身体突然无法抑制的歪斜,我想伸手支撑住自己,可一丝力气也没有,全身都很沉重,像是地心引力突然加倍作用在我身上一样。最后一点感觉是脸颊贴上地面,尘土的气息钻进鼻腔里,让我感到丝厌恶。
我想调整一下自己的姿势,至少可以平躺在地上,这样我就不用闻到尘土的气味。但这具身体中的活力消逝得如此迅速,我已经没有掌控它的权利,即使奋力挣扎也无法改变自己最后的境遇。
哪怕是死前这一点小小的愿望也无法得到满足,一股无力感彻底将我压垮。
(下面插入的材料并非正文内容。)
PR #1688, opened 2019-01-20
adding `show()` option `missingstring`  to change the string that prints for `missing` values

ianshmean:
I've found that it's sometimes visually helpful to print a smaller string than "missing" for `missing` values. This provides a way to change the string during `show()`, if desired.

虽然意识已经极其模糊,我却仍然能感到自己的眼泪正汩汩流出。
仅有的一点意识涣散之前,朦胧的视线里突然出现一个人影,他急急向我跑来,但我不确定那是真实的还是幻影。
闭上眼睛之前,我仿佛看到了十八岁时的贺舒泽。我想起来了,拍毕业照那天他站在我身后,嘴角带着浅浅的笑,说不上很快乐,也说不上多悲伤。
如果我能看懂这个世界上的模棱两可,也许也不至于会落到去小巷里自杀的地步。